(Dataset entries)
━━━━
PR #233, opened 2022-05-24
Split off property propagation into new package

m-hilgendorf:
- Added tests for base cases in property propagation
- Added API for handling conflicts, custom property updates,
  and propagation across components/instances
- New impl of propagate-rail-voltage using new internals


utils/property-propagation.stanza
```diff
@@ -0,0 +1,220 @@
...
+  ;
+  ; Note: since we look at flattened nets, a pin may only be connected to one net.
+  val nets-by-pin = HashTable<JITXObject, JITXObject>()
+  
+  ; A table of nets that have the property we are looking for.
+  val relevent-nets = HashSet<JITXObject>()
+  
+  ; First, we extract the nets-by-pin and relevant-nets tables.
+  for net in unique-nets(root-module) do :
+    ; println("Indexing net (%_): %," % [net, seq(ref, pins-on-net(net))])
```
m-hilgendorf, line 69: Remove printers, out dated comments

utils/property-propagation.stanza
```diff
@@ -0,0 +1,220 @@
...
+    defn updater (p:JITXObject, name:Symbol, value:jitx/client/JITXValue) : 
+      set-property(p, `rail-voltage, value)
+    
+;==============================================================================
+;============================= Helpers ========================================
+;==============================================================================
+; TODO: refactor not to use undocumented internal APIs
+
+doc:"Returns if an object has a property."
+defn has-property? (obj:JITXObject, prop:Symbol) -> True|False :
```
m-hilgendorf, line 200: Add this function to internal API instead of hacking it through undocumented APIs

utils/property-propagation.stanza
```diff
@@ -0,0 +1,220 @@
...
+;==============================================================================
+; TODO: refactor not to use undocumented internal APIs
+
+doc:"Returns if an object has a property."
+defn has-property? (obj:JITXObject, prop:Symbol) -> True|False : 
+  ; TODO: introspection instead of using internal APIs explicitly
+  jitx/client/get-property?(jitx/commands/JITX-CLIENT, false, obj, prop) is One
+
+doc:"Returns if a pin is connected to a component marked DNP"
+defn dnp-pin? (pin:JITXObject) -> True|False :
```
m-hilgendorf, line 205: Use `ocdb/checks dnp?` to check if containing instance is DNP

bhusang: This would be good to do because we need to always filter DNP components, but it makes DNP a critical property that needs to be valid in the design (if used, that is). I think that the whole notion of DNP needs to be promoted to a more basic construct than a ephemeral property.

utils/property-propagation.stanza
bhusang: This is undocumented? Wow. As it is used liberally in checks, for example.

utils/property-propagation.stanza
bhusang: Cool.

utils/property-propagation.stanza
m-hilgendorf: Agreed. There's actually a good bit of nuance to this feature that I think it needs to be moved eventually into a core pass in the JITX compiler.

utils/property-propagation.stanza
m-hilgendorf: has-property?(thing.property) is what we use extensively, but has-property?(thing,`property) as defined here uses internals that aren't exposed normally

utils/property-propagation.stanza
bhusang: Yes, that would be good. Is it too much to do now?

m-hilgendorf: Yes, it requires a more flushed out design. It would be helpful to have this pass at the user level for now to identify the intended behaviors before building out something internally.

bhusang: Ok, makes sense.

utils/property-propagation.stanza
bhusang: Ok

tests/test-property-propagation.stanza
```diff
@@ -0,0 +1,112 @@
...
+
+  pcb-module main-module : 
+    inst m1 : Module
+    inst m2 : Module
+
+    net GND ()
+    net (m2.c[1].p[2], m1.c[1].p[2])
+    for n in 0 to num-instances do : 
+      net (m1.c[n].p[1], m2.c[n].p[1])
+      net (m1.c[n].p[2], m2.c[n].p[2])
```
bhusang, line 27: Will this just duplicate line 24 when n == 1?

tests/test-property-propagation.stanza
```diff
@@ -0,0 +1,112 @@
...
+      net (m1.c[n].p[2], GND)
+
```
bhusang, line 29: This also seems in conflict with line 24 and line 27? Or is your intent to connect all p[2] pins to GND?

utils/property-propagation.stanza
bhusang: Ahh, there are still commented out println()?

utils/property-propagation.stanza
```diff
@@ -0,0 +1,220 @@
...
+    val pins = to-tuple(filter({not dnp-pin?(_)}, pins-on-net(net)))
+    val [pins-with-property, pins-without-property] = 
+      fork-on-seq(pins, 
+        fn (ps) : 
+          to-tuple(filter(has-property?{_, property-name}, ps))
+        fn (ps) : 
+          filter({not has-property?(_, property-name)}, ps))
+
+    ; println("pins-with-prop: %," % [seq(ref, pins-with-property)])
+
```
bhusang, line 105: Leaving the commented out println() in?

tests/test-property-propagation.stanza
m-hilgendorf: Yea, but that's intentional (trying to check multiple net statements being flattened into one)

bhusang (changes requested):
Just some commented out println() to be cleaned up?

m-hilgendorf:
Yes, I'd also like to get some more tests in

tests/test-property-propagation.stanza
bhusang: Ok, cool.

utils/property-propagation.stanza
```diff
@@ -0,0 +1,220 @@
...
+    val pin-hash = connected-pins(net)
+      $> seq{hash, _}
+      $> lazy-qsort
+      $> to-tuple
+    val result = not visited[pin-hash]
+    ; within indented() : 
+    ;   println(result)
+    if result :
+      add(visited, pin-hash)
+    result
```
PhilippeFerreiraDeSousa, line 28: It seems that `connect-groups` from checks.stanza is doing what you want in a more optimal way (linear in the number of component pins and removes dnp pins before searching for connected nets). Between here and `pins-on-net` you are calling `connected-pins` potentially 100 times on the same net if the net is made up in esir with
```
pin a
for i in 0 to 100
  net (a res.p[i])
```
+ sorting is n log(n) making the algo possibly non-linear + dnp pins are included in this n

m-hilgendorf: I do not want to reinvent introspections, but go directly to the plugin.

PhilippeFerreiraDeSousa: Here is the logic there
```
defn connect-groups (module:JITXObject) -> Connections :
  val visited-connections = HashSet<Pin>()
  val connected-groups = Vector<Tuple<Pin>>()
  val non-connected-pins = Vector<Pin>()

  for p in all-populated-pins(module) do :
    ; p is not added to visited-connections because we already looped over it, so it is clear.
    if visited-connections[p] :
      None()
    else :
      val connections = connected-pins(p)
      if empty?(connections) :
        add(non-connected-pins, p)
      else :
        add-all(visited-connections, connections)
        val connected-group = to-tuple $ cat([p], connections)
        add(connected-groups, connected-group)

  Connections(to-tuple(connected-groups),
              to-tuple(non-connected-pins))

; Returns all the pins that are electrically-meaningful, ie are not
; from components marked do-not-place
defn all-populated-pins (module:JITXObject) -> Tuple<Pin> :
  populated-components(module)
    $> seq-cat{pins, _}
    $> to-tuple ; FIXME! There can be a lot, do not to-tuple?
    $> {_ as Tuple<Pin>}

; Returns component instances not marked DNP
defn populated-components (module:JITXObject) -> Tuple<JITXObject> : 
  component-instances(module) 
    $> filter{{not dnp-component?(_)}, _}
    $> to-tuple
```

m-hilgendorf: And like the TODO mentions, this needs to be added as an introspection since it's redoing the work of flattening nets.

PhilippeFerreiraDeSousa: Unsure what you mean? In here it seems you can make the loop body linear in the length of the net without sorting:
```
doc: "Returns a list of unique nets within a module (nets that have a  \
      unique set of pins associated with them)"
public defn unique-nets (module:JITXObject) -> Seq<JITXObject> : 
  val visited = HashSet<Pin>()
  for net in nets(module) filter : 
    val pins = connected-pins(net)
    val result = not empty?(pins) and not visited[pins[0]]
    if result :
      add-all(visited, pins)
    result
```

m-hilgendorf: If the order of the pins returned by `connected-pins` (btw: should be `pins-on-net`, that's a bug) is different the hash will be different.

m-hilgendorf: I wouldn't focus on this too much - it will be moved to the compiler to work on flattened nets (instead of using net statements)

PhilippeFerreiraDeSousa: Yes, adding an introspection to return the connected nets directly is easy and this code will be replaced. Actually if there were to be a lot of dnps, `connected-group` from check.stanza could actually be quicker than an introspection giving out the connected nets and then filtering out dnps

PhilippeFerreiraDeSousa: > If the order of the pins returned by connected-pins (btw: should be pins-on-net, that's a bug) is different the hash will be different.
There is no manually hashing needed

PR #235, opened 2022-06-09
Updates for new activation flow

d-haldane:


designs/design-template.stanza
```diff
@@ -0,0 +1,49 @@
+#use-added-syntax(jitx)
+defpackage design-template :
+  import core
+  import jitx
+  import jitx/commands
+
+; =========================
+; Module to run as a design
+; ==========================
+val board-shape = RoundedRectangle(30.0, 18.5, 0.25)
```
m-hilgendorf, line 10: Normally in idiomatic stanza we would notate global constants as `BOARD-SHAPE`, do we want to keep the same style here?

designs/design-template.stanza
```diff
@@ -0,0 +1,49 @@
...
+pcb-module my-design :
+
+  inst version-label  : ocdb/board-text/version-silkscreen("REV 0.0.0")
+  place(version-label) at loc(0.0, height(board-shape) / 2.0 - 1.0) on Bottom
+  
+; ========================================
+; Configure the design and view the result
+; ========================================
+defn run-design (circuit:Instantiable, outline:Shape) :
+  set-design("CAD")
```
m-hilgendorf, line 20: Some comments here might be useful : 

```
  set-design("CAD") ; name our design, which creates an output directory of the same name.

  set-main-module(circuit) ; declare the "main" module, analogous to a root schematic sheet (phrasing?)
  set-rules(ocdb/rules/jjcpcb-rules) ; etc 
```

designs/design-template.stanza
```diff
@@ -0,0 +1,49 @@
...
+; ===================================
+; Update CAD, keeping layout progress
+; ===================================
+defn update-design () :
+  set-export-board?(false)
+  export-design()
+
+; ============
+; Run the code
+; ============
```
m-hilgendorf, line 48: I think this is a very clean addition that answers, "what does it mean to `run` a design?"

manufacturers/stackups.stanza
```diff
@@ -20,6 +20,11 @@ pcb-material prepreg :
   dielectric-coefficient = 4.26
   name = "PR4 Prepreg 2113/2116"
 
+pcb-material prepreg-2313 :
+  type = Dielectric
+  dielectric-coefficient = 4.05
```
m-hilgendorf, line 25: Is it useful to annotate units here, or is it obvious what they are?

m-hilgendorf (commented):
Super clean and easy to approach "hello world" example, I think. Just a handful of questions.

designs/design-template.stanza
```diff
@@ -0,0 +1,49 @@
...
+  
+; ========================================
+; Configure the design and view the result
+; ========================================
+defn run-design (circuit:Instantiable, outline:Shape) :
+  set-design("CAD")
+
+  set-main-module(circuit)
+
+  set-board(ocdb/defaults/default-board(ocdb/stackups/jlcpcb-jlc2313, outline))
```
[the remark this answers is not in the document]
d-haldane: Yeah, I think so - I was trying to strike a balance between verbosity, and showing how rules/stackups are things you can change.

manufacturers/stackups.stanza
d-haldane: This one is pretty definitive. Also unitless in this instance :P

designs/tutorial.stanza
```diff
@@ -109,5 +113,5 @@ defn run-design (circuit:Instantiable) :
   view-board()
   view-schematic()
 
-; run-design(simple-lm317a-regulator(10.0))
-run-design(regulator-fixture)
+run-design(simple-lm317a-regulator(12.0))
+; run-design(regulator-fixture)
```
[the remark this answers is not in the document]
d-haldane: Nope! let me change that.

designs/design-template.stanza
m-hilgendorf: Sorry, global in the sense that it is defined at the top level of a package. It may be preferable to move it to the body of `run-design` if it's intended to be local

manufacturers/stackups.stanza
m-hilgendorf: TIL!

designs/design-template.stanza
d-haldane: Usability wise, it helps to have the shape next to the definition of the `pcb-module` that will go in that design. I tried it inside the body of `run-design` but did not like the resulting legibility.

designs/design-template.stanza
d-haldane: I'm going to change `set-design` to `set-design-directory` instead of adding a comment.

m-hilgendorf (approved):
━━━━
Work item: Would you filter the records and copy each line that contains the word "pass"?

Written response:
m-hilgendorf: Agreed. There's actually a good bit of nuance to this feature that I think it needs to be moved eventually into a core pass in the JITX compiler.
m-hilgendorf: Yes, it requires a more flushed out design. It would be helpful to have this pass at the user level for now to identify the intended behaviors before building out something internally.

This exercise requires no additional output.